BAD day

crazymama30

Active Member
The day started with difficult child wound up, and he just got worse. When he was walking to the car he slipped on the ice and fell on his back. I was four feet from him, and before I could ask him if he was ok, he screamed at me why did I push him? I told him I could not even reach him to push him. All the way to school he went off about how I do not love him, I don't even care about him. Man, was I glad to get him to school.

After school he threw a fit because he had basketball practice and did not think he could get his homework done. He did get it done. He then told me that his team told him he sucked, and that he wanted to quit basketball because he was too short. This crying fit went on for what seemed like forever.

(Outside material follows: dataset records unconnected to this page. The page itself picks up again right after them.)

PR #619, opened 2022-04-29
#1178 Mobile UI: Printers and users

jrbirch99:
[ADD] udes_stock: A tools folder was added with needed print method.

Story/1178

### DIFF
--- a/addons/udes_stock/tools/__init__.py
+++ b/addons/udes_stock/tools/__init__.py
@@ -1,0 +1,17 @@
+"""Tools and utilties for the udes_stock addon."""
+
+from odoo.exceptions import ValidationError
+from odoo.tools.translate import _
+
+
+def get_printer_by_barcode(env, barcode):
+    """Return the printer with the provided barcode."""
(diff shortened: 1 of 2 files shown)


addons/udes_stock/tools/__init__.py
```diff
@@ -0,0 +1,17 @@
+"""Tools and utilties for the udes_stock addon."""
+
+from odoo.exceptions import ValidationError
+from odoo.tools.translate import _
+
+
+def get_printer_by_barcode(env, barcode):
```
PeterC10, line 7: Don't think this should be here.

We don't have a dependency on the print module and if it is just a helper method for returning a printer we might as well just put it in the print module.

jrbirch99: This will be moved to the print module. It will go in print/tools/__init__.py.

PeterC10: Cool, as this is the only commit here I'll go close the PR.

It stopped right before we walked in the gym for basketball.

Thank goodness basketball went good, and afterward difficult child even said that his teamates were'nt mean to him after all. :hammer:

At home he did not want to listen, and threw a fit because he had to finish up a little bit of homework. He had to write 10 spelling words 3 times. I asked him to use better handwriting, and the fight was on. He is finally in bed, and I am glad. Sometimes this rollercoaster ride is too much.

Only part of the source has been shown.